Beklentilerimizin kurbanı olduğumuz sürece yalnızız. Bir çift tanırdım geçmişte birbirlerini yer durulardı. Aslında tek niyetleri birbirlerini ( iyi tanıyor olsalar bile) birbirlerini iyi tanımaktı. Bütün yaşamlarını birbirlerine entegre etmiş yalnızca birbirlerini düşünür birbirlerini besler birbirleriyle sevişir birbirlerini dinlerlerdi. Beklentileri o kadar büyüktü ki çevrelerindeki insanlar bunun yapay bir duygu olduğunu bilmelerine rağmen tek kelime bile edemiyorlardı. Böyle bir vaziyette kendilerini dışarıya açmak konusunda çok tereddüt içindelerdi.

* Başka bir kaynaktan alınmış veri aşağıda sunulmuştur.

PR #2733, opened 2025-01-07
Improve struct pruning logic for Parquet Schema Filtering

nartal1:
This PR refines the logic used to prune Parquet schemas when filtering out columns that do not match the query. Previously, an entire struct could be added prematurely to the schema_map and remain there even if none of its children matched. This could result in an incorrect schema when reading Parquet files.

This pull request includes updates to the `NativeParquetJni.cpp` file to improve the handling of schema pruning in the `column_pruner` class. The changes focus on ensuring accurate child count updates and proper struct inclusion or exclusion based on the presence of matching children.

Improvements to schema pruning logic:

* Updated the logic to save the current struct index and handle child count placeholders accurately. This ensures that parent-before-children ordering is maintained in `schema_map`.
* Introduced a mechanism to track the size of `schema_map` before and after processing each child. This helps determine if a child was retained and accurately updates the child count.
* Added logic to remove structs from `schema_map` and `schema_num_children` if none of their children are included, ensuring that only relevant structs are retained.

I tested this PR with these issues - https://github.com/NVIDIA/spark-rapids/issues/11619,  https://github.com/NVIDIA/spark-rapids/issues/11620, https://github.com/NVIDIA/spark-rapids/issues/11621, https://github.com/NVIDIA/spark-rapids/issues/11628 and https://github.com/NVIDIA/spark-rapids/issues/11629. I don't see the test failures anymore. I will close those issues after enabling the tests which would require the PR in spark-rapids.


revans2 (dismissed):
The changes look good to me. Are there more changes needed on the java side? There were issues there too, if I remember correctly.

src/main/cpp/src/NativeParquetJni.cpp
```diff
@@ -204,13 +204,23 @@ class column_pruner {
...
-    int our_num_children_index = schema_num_children.size();
-    schema_num_children.push_back(0);
+
+    // Save the current index (the position of this struct in the full schema).
+    // We'll need this to add it to the pruned schema map if it qualifies.
+    int struct_index = current_input_schema_index;
+
+    // We add the Struct to schema_map (with a placeholder for child count).
+    // But we might remove it later if no children match. This ensures parent-before-children
+    // ordering in schema_map.
```
mythrocks, line 214: 👏

src/main/cpp/src/NativeParquetJni.cpp
```diff
@@ -221,21 +231,36 @@ class column_pruner {
...
+        // If the size of schema_map has increased, it means that child was successfully
+        // included
+        if (schema_map.size() > before_child_size) {
+          ++matched_children_count;
+          // Update the child count for the struct
+          schema_num_children[struct_map_position]++;
+        }
       } else {
-        // No match was found so skip the child.
+        // No match was found so skip the child
```
mythrocks, line 253: Absolute nit:  We are inconsistent with punctuation, in this change.  Note that line#235 has a period, but we opt to remove the period here.

My vote would be to punctuate deliberately, and add the period back.

src/main/cpp/src/NativeParquetJni.cpp
```diff
@@ -221,21 +231,36 @@ class column_pruner {
       auto found       = children.find(name);
 
       if (found != children.end()) {
-        // found a match so update the number of children that passed the filter and ask it to
-        // filter itself.
-        ++schema_num_children[our_num_children_index];
+        // Record the current size of schema_map before processing the child
+        // This helps determine if the child was retained after processing.
+        std::size_t before_child_size = schema_map.size();
```
mythrocks, line 236: Nit:  We can get away with making this `const`.
```suggestion
        auto const before_child_size = schema_map.size();
```

mythrocks (dismissed):
Good work, @nartal1.  LGTM!  A couple of minor nits picked.

nartal1:
>  Are there more changes needed on the java side? There were issues there too, if I remember correctly.

Thanks @revans2 for the review. For struct schema evolution issues, we don't need any changes on the java side. I tested with multiple nested structs and it works fine. We can enable the tests mentioned in the description once this PR is merged and we have a new jar including this.
I suppose there could still be some issues if there are maps or lists involved i.e empty structs within the maps/lists but have to do some testing to be certain.

src/main/cpp/src/NativeParquetJni.cpp
nartal1: Thanks @mythrocks for the review. Updated it. PTAL.

nartal1:
build

mythrocks (approved):
LGTM. Thanks for making the code changes suggested in the review.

Tek beklentileri -ki bu büyük bir beklentiydi- birbirlerinin olmaktı. Ardından ben –anlatıcı- hariç etraflarında kimsenin kalmadığını anladılar. İşte o an bayan kişisi anladı ki yanlış bir yol bu yol. Erkek kişisi daha duygusal ve daha ağır bir melankoliye sahipti. Bu yüzden o hala birbirlerinin birbirlerine yetebileceğini ve gerisinin yalan olduğunu söylerdi bana. Halbuki artık bayan kişisi artık böyle düşünmüyordu. Ve kaçınılmaz son artık ciddi manada kaçınılmazdı. Bayan kişisi olayın daha da vahimleşmesini engellemek istediğinden ilişkide erkek kişisini yalnız bırakma kararı aldı. Ve asıl olay buradan sonra başladı:



- Dünya beni bu kadar yorarken neden sen yoksun?
-Yanlış bir cümle oldu sevgilim. Senin ve benim dünyamız zaten birbirimizden oluşuyor. Bu durumda aldığım karar da düşünülürse benim olmamam gayet doğal değil mi?
-( Kararsız bir ifadeyle) Beni anlamıyorsun sensiz yaşayamam!!!
-(Kararlı bir ifadeyle) İşte benim de anlatmaya çalıştığım olay tam olarak bu… Biz sadece dünyayı birbirimiz olarak görüyoruz sevgilim. Bu yüzden bu ilişkinin sonu gelmeli…
-(Üzgün bir ifadeyle) Senden nefret etmemi sağlamaya çalışıyorsan boşa uğraşma beceremezsin.
-(Yavaş yavaş sinirlenerek) Bu ilişkinin sonu geldi…


Dedi ve gitti…


Aylar sonra erkek kişisi hayatını düzene sokmak konusunda inatçılık yaptığından artık bayan kişisine göre daha güçlüydü. Bayan kişisinin anlatmaya çalıştığı olguyu kavramış bunun doğrultusunda yola devam etme kararı almıştı. Ve başarmıştı da. Lakin bayan kişisi bu kadar başarılı değildi. Kendisini muazzam bir boşlukta hissediyor uygulamaya çalıştığı düşüncenin doğruluğu konusunda şüphesi olmasa da uygulama konusunda sorunlar yaşıyordu.

-Yavaş yavaş ölüyorum.
dedi bana. Ve de dediğini yaptı. Sessiz ve kimsesiz bir şekilde kendisini geçmişte hayatının en güzel dakikalarını yaşadığı odada asmıştı. Dayanıksız kalmıştı. Kendi beklentilerinin değişmesi beklentisinin peşinden ölüp gitmişti.

-Bunu anlamaya çalışmak beni yoruyor.

dedi bana erkek kişisi ve ne yazık ki başa dönmüştü. Evet bayan kişisinin düşündüğü mantığı kendisi uygulamada başarmıştı lakin bu seferde bunu ona aşılayan idolün bu hale gelip acınası bir şekilde onları terk etmesi onu yoruyordu. Anlam veremiyordu bu beklenti çarpıklığına.

-Beklentilerimizin kurbanı olduğumuz sürece yalnızız.

dedi bana bir gün ve bende bu yazıyı yazdım… G.K.